You will also need to establish the channels through which team members communicate with each other. With the rise of remote and flexible working, your team may never actually be around a single table at the same time. They may not even be in the same country, or the same time zone. The right communication tools can help streamline internal communication and keep information organised.

Leadership and Likeability

While CEOs of large companies develop and refine their leadership skills over many years, a startup founder is expected to be an effective leader from day one. This role will require you to lead your team with a clear and exciting vision, put out fires between team members, and maybe even deliver bad news to investors or customers. Therefore, one of the most important skills for a leader to develop is communication.

Think back to all the great political leaders in history, such as Martin Luther King Jr, John F. Kennedy, or Winston Churchill, and you will notice they were also excellent orators. More recently, New Zealand Prime Minister Jacinda Ardern’s high approval ratings during the COVID-19 pandemic have been linked to her excellent communication skills, which American political scientist Van Jackson described as Ardern’s “superpower“.

According to Peter G. Northouse’s book Leadership, the best leaders are those who are respected and liked by their team. By focusing on interpersonal skills such as empathy, compassion, and emotional intelligence, you can enhance your likeability and your communication skills. To put it simply, the better you are at putting yourself in other people’s shoes, the better you will be able to connect with them.

Think back to your list of stakeholders—do you know what their desires and expectations are? Can you see issues from their perspective?

Head to an Improv Class

One group of people who were not very good at putting themselves in other people’s shoes is scientists. In the 1990s, the scientific community realised it had a problem: scientists were not very good at explaining their research or why it was important, which led to governments ignoring warnings about climate change. Consequently, specialised training programs were developed to help scientists communicate with a variety of audiences using simple, jargon-free language.

One of the biggest U.S. training programs, offered by the Alan Alda Center for Communicating Science at Stony Brook University in New York, uses theatre improvisation techniques to teach empathy, confidence, and communication. In improvisation, actors work together to create a scene without a script, building on each other’s ideas to tell a story.

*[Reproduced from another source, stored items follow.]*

PR #20911, opened 2025-10-16
Avoid printing out entire search path if long

hauntsaninja:
We have environments with a thousand entries in our search path.
This overwhelms ty output


MichaReiser:
What a coincidence that we worked on this at the exact same time... https://github.com/astral-sh/ruff/pull/20912

I'll close this as my PR retains the option to list all search paths by opting in with `-v`.

hauntsaninja:
Oh funny! I didn't even see the issue in the ty repo, was just testing out a22 :-) Thanks!

PR #20914, opened 2025-10-16
[ty] Do not assume that `field`s have a default value

sharkdp:
## Summary

fixes https://github.com/astral-sh/ty/issues/1366

## Test Plan

Added regression test

### DIFF
--- a/crates/ty_python_semantic/src/types.rs
+++ b/crates/ty_python_semantic/src/types.rs
@@ -1636,14 +1636,16 @@ impl<'db> Type<'db> {
             (Type::KnownInstance(KnownInstanceType::Field(field)), right)
                 if relation.is_assignability() =>
             {
-                field.default_type(db).has_relation_to_impl(
-                    db,
-                    right,
-                    inferable,
-                    relation,
-                    relation_visitor,
-                    disjointness_visitor,
-                )
+                field.default_type(db).when_none_or(|default_type| {
+                    default_type.has_relation_to_impl(
+                        db,
+                        right,
+                        inferable,
+                        relation,
+                        relation_visitor,
+                        disjointness_visitor,
+                    )
+                })
             }
 
             // Dynamic is only a subtype of `object` and only a supertype of `Never`; both were
@@ -7499,7 +7501,9 @@ fn walk_known_instance_type<'db, V: visitor::TypeVisitor<'db> + ?Sized>(
             // Nothing to visit
         }
         KnownInstanceType::Field(field) => {
-            visitor.visit_type(db, field.default_type(db));
+            if let Some(default_ty) = field.default_type(db) {
+                visitor.visit_type(db, default_ty);
+            }
         }
     }
 }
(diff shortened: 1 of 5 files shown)


crates/ty_python_semantic/src/types.rs
```diff
@@ -1636,14 +1636,16 @@ impl<'db> Type<'db> {
...
+                    default_type.has_relation_to_impl(
+                        db,
+                        right,
+                        inferable,
+                        relation,
+                        relation_visitor,
+                        disjointness_visitor,
+                    )
+                })
             }
```
AlexWaygood, line 1649: is this correct? This seems to imply that a `Field` instance without a default is assignable to literally _anything_?

Can we make the special case here slightly narrower, like this?

```diff
diff --git a/crates/ty_python_semantic/src/types.rs b/crates/ty_python_semantic/src/types.rs
index 8fa72656e4..d538308d80 100644
--- a/crates/ty_python_semantic/src/types.rs
+++ b/crates/ty_python_semantic/src/types.rs
@@ -1634,10 +1634,12 @@ impl<'db> Type<'db> {
             // This allows field definitions like `name: str = field(default="")` in dataclasses
             // to pass the assignability check of the inferred type to the declared type.
             (Type::KnownInstance(KnownInstanceType::Field(field)), right)
-                if relation.is_assignability() =>
+                if relation.is_assignability() && field.default_type(db).is_some() =>
             {
-                field.default_type(db).when_none_or(|default_type| {
-                    default_type.has_relation_to_impl(
+                field
+                    .default_type(db)
+                    .expect("Checked in branch arm")
+                    .has_relation_to_impl(
                         db,
                         right,
                         inferable,
@@ -1645,7 +1647,6 @@ impl<'db> Type<'db> {
                         relation_visitor,
                         disjointness_visitor,
                     )
-                })
             }
```

crates/ty_python_semantic/src/types.rs
```diff
@@ -7599,9 +7603,13 @@ impl<'db> KnownInstanceType<'db> {
...
                     KnownInstanceType::Deprecated(_) => f.write_str("warnings.deprecated"),
                     KnownInstanceType::Field(field) => {
-                        f.write_str("dataclasses.Field[")?;
-                        field.default_type(self.db).display(self.db).fmt(f)?;
-                        f.write_str("]")
+                        f.write_str("dataclasses.Field")?;
+                        if let Some(default_ty) = field.default_type(self.db) {
+                            f.write_str("[")?;
+                            default_ty.display(self.db).fmt(f)?;
+                            f.write_str("]")?;
```
```suggestion
                            write!(f, "[{}]", default_ty.display(self.db))?;
```

crates/ty_python_semantic/src/types.rs
sharkdp: > This seems to imply that a `Field` instance without a default is assignable to literally _anything_?

Yes, I think we want that. Consider something like the following, where the `field` call is really only there to exclude the `id` field from the `__init__` signature. This field does not have a default value.
```py
id: int = field(init=False)
```

AlexWaygood: Ah I see. Fair enough! Do we have tests that will fail if we made the bad refactor I proposed here?

sharkdp: Yes, all kinds of tests fail if we do this.

AlexWaygood: thanks!

PR #20915, opened 2025-10-16
[ty] Use field-specifier return type as the default type for the field

sharkdp:
## Summary

`dataclasses.field` and field-specifier functions of commonly used libraries like `pydantic`, `attrs`, and `SQLAlchemy` all return the default type for the field (or `Any`) instead of an actual `Field` instance, even if this is not what happens at runtime. Let's make use of this fact and assume that *all* field specifiers return the type of the default value of the field.

For standard dataclasses, this leads to more or less the same outcome (see test diff for details), but this change is important for 3rd party dataclass-transformers.

## Test Plan

Tested the consequences of this change on the field-specifiers branch as well.

### DIFF
--- a/crates/ty_python_semantic/resources/mdtest/dataclasses/fields.md
+++ b/crates/ty_python_semantic/resources/mdtest/dataclasses/fields.md
@@ -11,7 +11,7 @@ class Member:
     role: str = field(default="user")
     tag: str | None = field(default=None, init=False)
 
-# revealed: (self: Member, name: str, role: str = Literal["user"]) -> None
+# revealed: (self: Member, name: str, role: str = str) -> None
 reveal_type(Member.__init__)
 
 alice = Member(name="Alice", role="admin")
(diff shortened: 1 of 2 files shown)


crates/ty_python_semantic/resources/mdtest/dataclasses/fields.md
```diff
@@ -11,7 +11,7 @@ class Member:
     role: str = field(default="user")
     tag: str | None = field(default=None, init=False)
 
-# revealed: (self: Member, name: str, role: str = Literal["user"]) -> None
+# revealed: (self: Member, name: str, role: str = str) -> None
```
sharkdp, line 14: This happens due to literal promotion, I guess.

crates/ty_python_semantic/resources/mdtest/dataclasses/fields.md
```diff
@@ -37,7 +37,7 @@ class Data:
     content: list[int] = field(default_factory=list)
     timestamp: datetime = field(default_factory=datetime.now, init=False)
 
-# revealed: (self: Data, content: list[int] = list[Unknown]) -> None
+# revealed: (self: Data, content: list[int] = list[int]) -> None
```
sharkdp, line 40: This shows that our previous approach, calling `default_factory` manually, was apparently too naive.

Improv requires an active willingness to listen to others and take their ideas, needs, and concerns into consideration.

More recently, the business community has taken note of improv as a method to enhance communication skills. Forbes, Harvard Business Review, and Wharton School of Business have all written about how C-suite executives are embracing improv training. Taking a few improv classes at your local comedy club could be a great boost for your communication skills, as well as a fun way to let off some steam.

Study the Basics

There are many excellent books you can read to become a better communicator and ensure you always deliver the right message through your emails, presentations, social media posts, and in-person interactions.  You should aim to understand topics such as key messaging, storytelling, writing style, tone of voice, and even crisis communication.

At the end of the day, over 90% of startups fail for reasons that may not have anything to do with poor communication. But with the odds stacked so much against you, every little bit helps. Communication skills can be trained, just like any other, and if they can give your startup even a nudge towards success, it is worth making the effort.